**ACTIVITY**
Emit only the lines from the line containing "- [ ] Breaking change" through the last line of the entries, unchanged.
+-------+
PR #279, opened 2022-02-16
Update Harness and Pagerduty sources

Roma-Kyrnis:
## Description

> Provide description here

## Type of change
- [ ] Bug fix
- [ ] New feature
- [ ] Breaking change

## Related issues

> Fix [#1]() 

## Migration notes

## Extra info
+-------+
**ANSWER BOX**
- [ ] Breaking change

## Related issues

> Fix [#1]() 

## Migration notes

## Extra info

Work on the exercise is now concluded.